Online Personalization and Learning Analytics
Although personalization of learning strategies does not strictly require the use of web technologies, digitalization facilitates systematic collection of large quantities of data as well as generation and delivery of personalized content, particularly in the context of self-learning, professional development, and distant education. Furthermore, e-learning brings two other major advantages: speed and scalability. In addition to providing web-based virtual learning environments (VLEs), digitalization enables fast and automated or semi-automated development of personalized instruction. For example, the analysis of users’ trace data captured through remote devices allows instant creation of real-time individual learner profiles. Those profiles can then be used to customize teaching and improve outcomes. Moreover, technology has enabled the delivery of education at scale through massive open online courses (MOOCs) and small private online courses (SPOCs). Overall, web-technologies have brought innovation to pedagogies and teaching practices to improve learning efficacy.
Advances in information technologies, artificial intelligence, and database systems in the last decades have boosted the use and penetration of personalized education (Garito, 1991; Luckin & Cukurova, 2019). Multiple sources of data have been reported to enable technology-enhanced adaptive learning, including students’ preferences, learning achievements, and learning logs (Xie et al., 2019). The collected information is used to build personalized profiles that comprise individual student performance, learning style, and ability (Chen et al., 2005; Klašnja-Milićević et al., 2011; Schiaffino et al., 2008; Tseng et al., 2008). These profiles constitute the foundation to adapt material difficulty and instructional strategies to specific learner needs and skills. By profiling learners in terms of their engagement and achievements, instructional design can then be implemented to cater for more personalized learning paths.

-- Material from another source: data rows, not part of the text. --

PR #3607, opened 2026-09-10
[CuTeDSL] Prevent domain_offset overflow with static strides

### LINKED ISSUE #3604: [BUG] domain_offset overflows runtime Int32 coordinate with static stride

CuTe DSL

### Bug Report

**Describe the bug**

`cute.domain_offset` can overflow a runtime `Int32` coordinate when the tensor has a static stride. The element offset is calculated in 32 bits before conversion to a 64-bit byte offset, which can cause `CUDA_ERROR_ILLEGAL_ADDRESS`. The equivalent dynamic-stride layout uses 64-bit arithmetic and succeeds.

```python
import argparse
import os

os.environ.setdefault("CUDA_LAUNCH_BLOCKING", "1")

import torch
import cutlass
import cutlass.cute as cute


ROWS = 2**29 + 1
COLS = 4
LAST_ROW = ROWS - 1


# IMA: from_dlpack(out) preserves the fully static compact layout:
#   !cute.layout<"(536870913,4):(4,1)">
@cute.kernel
def no_make_layout_static_stride(tensor: cute.Tensor, row: cutlass.Int32):
    # IR emitted by domain_offset:
    #   %idx = cute.crd2idx(%coord, %lay)
    #       : (...) -> !cute.int_tuple<"?{div=4}">
    #   %ptr = cute.add_offset(%iter, %int_tuple)
    shifted = cute.domain_offset((row, 0), tensor)
    shifted[(0, 0)] = cutlass.BFloat16(1.0)


# Works: the runtime row stride remains i64.
@cute.kernel
def make_layout_dynamic_stride(tensor: cute.Tensor, row: cutlass.Int32):
    layout = cute.make_layout(
        (tensor.shape[0], COLS),
        stride=(tensor.stride[0], 1),
    )
    # IR for layout:
    #   %lay_3 = cute.make_layout(%shape, %stride)
    #       : !cute.layout<"(?,4):(?{i64},1)">
    rebuilt = cute.make_tensor(tensor.iterator, layout)
    # IR emitted by domain_offset:
    #   %idx = cute.crd2idx(%coord, %lay_3)
    #       : (...) -> !cute.int_tuple<"?{i64}">
    #   %ptr = cute.add_offset(%iter, %int_tuple)
    shifted = cute.domain_offset((row, 0), rebuilt)
    shifted[(0, 0)] = cutlass.BFloat16(1.0)


# IMA: make_layout replaces the dynamic stride with the static stride (4, 1).
@cute.kernel
def make_layout_static_stride(tensor: cute.Tensor, row: cutlass.Int32):
    layout = cute.make_layout(
        (tensor.shape[0], COLS),
        stride=(COLS, 1),
    )
    # IR for layout:
    #   %lay_0 = cute.make_layout(%shape, %stride)
    #       : !cute.layout<"(?,4):(4,1)">
    rebuilt = cute.make_tensor(tensor.iterator, layout)
    # IR emitted by domain_offset:
    #   %idx = cute.crd2idx(%coord, %lay_0)
    #       : (...) -> !cute.int_tuple<"?{div=4}">
    #   %ptr = cute.add_offset(%iter, %int_tuple)
    shifted = cute.domain_offset((row, 0), rebuilt)
    shifted[(0, 0)] = cutlass.BFloat16(1.0)


@cute.jit
def launch_no_make_layout_static_stride(tensor: cute.Tensor, row: cutlass.Int32):
    no_make_layout_static_stride(tensor, row).launch(grid=[1, 1, 1], block=[1, 1, 1])


@cute.jit
def launch_make_layout_dynamic_stride(tensor: cute.Tensor, row: cutlass.Int32):
    make_layout_dynamic_stride(tensor, row).launch(grid=[1, 1, 1], block=[1, 1, 1])


@cute.jit
def launch_make_layout_static_stride(tensor: cute.Tensor, row: cutlass.Int32):
    make_layout_static_stride(tensor, row).launch(grid=[1, 1, 1], block=[1, 1, 1])


cases = (
    "no_make_layout_static_stride",
    "make_layout_dynamic_stride",
    "make_layout_static_stride",
)
parser = argparse.ArgumentParser()
parser.add_argument("case", choices=cases)
args = parser.parse_args()

out = torch.zeros((ROWS, COLS), device="cuda", dtype=torch.bfloat16)
row = cutlass.Int32(LAST_ROW)

if args.case == "no_make_layout_static_stride":
    launch_no_make_layout_static_stride(from_dlpack(out), row)
elif args.case == "make_layout_dynamic_stride":
    launch_make_layout_dynamic_stride(from_dlpack(out).mark_layout_dynamic(), row)
else:
    launch_make_layout_static_stride(from_dlpack(out).mark_layout_dynamic(), row)

torch.cuda.synchronize()
assert float(out[0, 0]) == 0.0
assert float(out[-1, 0]) == 1.0
```

```console
$ python repro.py no_make_layout_static_stride
CUDA_ERROR_ILLEGAL_ADDRESS (error code: 700)

$ python repro.py make_layout_dynamic_stride
# succeeds

$ python repro.py make_layout_static_stride
CUDA_ERROR_ILLEGAL_ADDRESS (error code: 700)
```

**Expected behavior**

All three cases should write `out[-1, 0]` without an illegal memory access.

**Environment details**

- Docker
- `nvidia-cutlass-dsl==4.8.0a0+20260828210702.38664cd`
- CUDA 13.4
- GB300 (`sm_103a`)

**Additional context**

The static-stride path lowers the address calculation as:

```ptx
shl.b32      %r2, %r1, 2;
mul.wide.s32 %rd2, %r2, 2;
add.s64      %rd3, %rd1, %rd2;
```

For `row = 2**29`, the first instruction produces `0x80000000`; signed widening then generates a `-4 GiB` byte offset. BF16 is used here only to expose the incorrect index-width propagation through element-to-byte lowering; the coordinate-to-index issue is not BF16-specific. The dynamic-stride case keeps the index in 64 bits:

```ptx
mul.lo.s64 %rd4, %rd2, %rd3;
shl.b64    %rd5, %rd4, 1;
add.s64    %rd6, %rd1, %rd5;
```

kzos:
Fixes #3604.

## What this fixes

`cute.domain_offset` can calculate the wrong global-memory address even when
the runtime coordinate itself fits in `Int32`. A static stride does not widen
the coordinate before multiplication, so the **element offset** can overflow
before it is converted to a 64-bit **byte offset** for pointer addition.

This change widens dynamic coordinate leaves before `crd2idx` for global/generic
memory pointers. It fixes the reported static-stride and rebuilt-static-stride
cases without requiring callers to make their layouts dynamic or manually cast
coordinates to `Int64`. The code change is confined to `tensor.py`; this PR also
adds 10 CPU IR regression tests.

## Reproducer and failure mechanism

The [full standalone reproducer in #3604](https://github.com/NVIDIA/cutlass/issues/3604)
allocates a BF16 tensor with shape `(2**29 + 1, 4)` and compact strides `(4, 1)`,
then uses a runtime `Int32(2**29)` to address the last row. Its essential operation
inside the kernel is:

```python
# tensor: global BF16 tensor, layout (2**29 + 1, 4):(4, 1)
# row: runtime cutlass.Int32, value 2**29
shifted = cute.domain_offset((row, 0), tensor)
shifted[(0, 0)] = cutlass.BFloat16(1.0)
```

The coordinate is valid and fits in signed 32 bits. The intermediate product
does not:

| Address-calculation step | Intended value | Unpatched static-stride path |
| --- | --- | --- |
| Runtime row | `2**29` | `2**29` |
| Element offset: row times stride 4 | `2**31` | Overflows signed 32-bit arithmetic to `-2**31` |
| Byte offset: element offset times 2 for BF16 | `+2**32` (+4 GiB) | Signed wide multiplication produces `-2**32` (-4 GiB) |

The resulting store goes before the allocation rather than to its last row.
Casting the result of `crd2idx` to `Int64` would be too late: the narrow product
has already lost its intended value. BF16 exposes the byte-address consequence;
the coordinate-to-index overflow is not specific to BF16.

The issue's dynamic-stride variant succeeds because its runtime stride is
already `i64`, causing the coordinate/stride calculation to stay wide. Rebuilding
a layout with the static stride `(4, 1)` removes that wide operand and restores
the failure. It is the arithmetic width, not the presence of `make_layout`, that
distinguishes these cases.

## Why this change is placed in `domain_offset`

`domain_offset` is the point where the coordinate becomes an offset for a
particular tensor iterator. For a global/generic `Pointer`, the patch recursively
promotes narrow dynamic coordinate leaves to `Int64` **before** calling
`crd2idx`, so the coordinate/stride product is formed at the required width.

The implementation preserves the surrounding contracts:

- Python integer constants and `None` leaves stay unchanged, preserving static
  coordinate information and constant folding.
- Integer leaves already at least 64 bits wide are left alone. Signed narrow
  coordinates sign-extend; unsigned narrow coordinates zero-extend.
- `get_divisibility` and `assume` carry existing divisibility facts across the
  promotion, preserving the derived pointer-alignment information.
- `transform_leaf` handles nested coordinates rather than only flat tuples.
- Shared-memory pointers and non-pointer iterators, including identity tensors,
  retain their existing arithmetic. General-purpose `crd2idx` and CuTe integer
  algebra are not changed globally.

This addresses overflow introduced within this `domain_offset` calculation. It
cannot recover a coordinate that the caller has already overflowed, and it does
not make out-of-bounds coordinates valid. No performance improvement is claimed;
the effect of wider arithmetic on arbitrary kernels has not been benchmarked.

## Check against the executed native code

For the BF16 row/stride case above, the executed baseline kernel emits:

```ptx
shl.b32      %r2, %r1, 2;
mul.wide.s32 %rd2, %r2, 2;
```

Here the first instruction computes the element offset in 32 bits; the wide
multiply only widens that already-overflowed result. The fixed kernel instead
combines the stride and element size into a wide multiply of the original row:

```ptx
mul.wide.s32 %rd2, %r1, 8;
```

Disassembly of 60 repeated baseline/fixed binaries confirms the corresponding
32-bit shift is removed and the wide multiply changes from factor 2 to 8.
A semantically neutral source variant retains identical native instructions
within each arm and does not fix the baseline failure. Baseline memcheck reports
a 2-byte global store 4 GiB before the nearest allocation, matching the predicted
negative byte offset.

## Regression tests included in this PR

Run with an environment importing the changed CuTeDSL source:

```console
python test/python/CuTeDSL/test_domain_offset.py
```

These tests build and verify MLIR on the CPU; they do not allocate a multi-GiB
tensor or require a GPU. **10/10 pass with the fix, versus 5/10 on the baseline.**
They check widening before `crd2idx`, global/generic pointers, nested coordinates,
divisibility/alignment preservation, unsigned extension, static constants,
already-wide coordinates, dynamic-i64 strides, and unchanged shared-memory and
identity-tensor behavior. These are IR regressions, not a substitute for runtime
validation.

## Additional B300 validation

A separate runtime harness exercised the real installed package on B300 SM103,
with source hashes checked against the baseline and this patch. Each case used
a fresh process and private compile/cache directory. Baseline failures were
isolated because an illegal address invalidates the CUDA context.

- Static-stride, rebuilt-static-layout, and neutral-source variants each produced
  **10/10 baseline failures and 10/10 fixed passes**.
- A 29-entry fixed matrix ran both normally and under Compute Sanitizer. It
  covers BF16/FP32/Int32 elements; row offsets `0`, `2`, `2**29 - 1`, `2**29`,
  `2**29 + 1`, and `2**30`; and dynamic-i64, explicit-i64, nested, constant,
  neutral, and valid negative-offset cases. This is a selected matrix, not the
  Cartesian product of every option.
- All **29 fixed memcheck cases reported zero errors**. A separate baseline
  memcheck reproduced the invalid global store described above.
- **590 fixed-path graph replays and 40 baseline-control replays passed**.
  Each replay poisoned the tensor buffer and checked that only the intended
  element changed. Captured scalar arguments stayed fixed; mutation of those
  arguments was not tested.

Across the campaign: **90 fixed cases passed, 5 baseline controls passed, and
32 expected baseline failures were reproduced (127 total cases)**. Memcheck
cases and graph replays are included in those runs, not extra independent cases.
The GPU harness/results are additional validation, not tests added to this PR
or a report of upstream CI passing.

<details>
<summary>Toolchain and existing suite limitations</summary>

Validation used public `nvidia-cutlass-dsl==4.8.0.dev0` with matching base/core/cu12
libraries, Torch 2.11.0+cu130, cuda-bindings 13.3.1, B300 driver 580.126.09, and
Compute Sanitizer 2025.4.1. This is not the exact dated alpha wheel in the report.
The unpatched wheel's `tensor.py` is byte-identical to the base source at
`147295a3`; the fixed installed module is byte-identical to this PR's version.

The broader public CuTeDSL Python suite is **39/43 passing with this change,
versus 34/43 on the baseline**. Both retain the same four unrelated failures/errors:

- `test_exec_defined_function_raises_user_error`
- `test_uncaught_dsl_error_does_not_kill_interactive_session`
- `test_preserves_attribute_order_and_deduplicates`
- `test_fastmath_flag`

No unrelated changes are included. Both final GPU arms used lazy CUDA module
loading; earlier eager-loading attempts timed out in PyTorch CUDA initialization
before CuTe compilation/launch and are not counted as kernel results.

</details>


kzos:
Hi @hwu36, could you help route this `domain_offset` fix for CuTeDSL review? It widens dynamic coordinates before static-stride multiplication for global/generic pointers, with shared-memory and non-pointer behavior unchanged. The PR includes 10 CPU IR regression tests and records separate baseline/fixed B300, memcheck, and CUDA Graph validation, including the remaining broader-suite limitations. Happy to address review feedback; no performance improvement is claimed. Thanks!

hwu36:
@brandon-yujie-sun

The development and implementation of online personalized learning systems has been largely facilitated by the emergence of research disciplines such as Educational Data Mining (EDM) (Baker & Yacef, 2009) and learning analytics (LA) (Gašević et al., 2015; Long & Siemens, 2011). EDM and LA share a common goal of understanding the process of learning to improve teaching practices (Siemens & Baker, 2012) and tap on both machine learning methodologies and human judgment to achieve their objectives. Although these disciplines share common objectives, EDM deals with developing methodologies to analyze educational data and discover new insights about how students learn, whereas LA focuses on optimizing learning processes and outcomes. The role of human judgment in these fields is also different. For EDM human judgment is primarily a tool whereas for LA it is an aim (Siemens & Baker, 2012).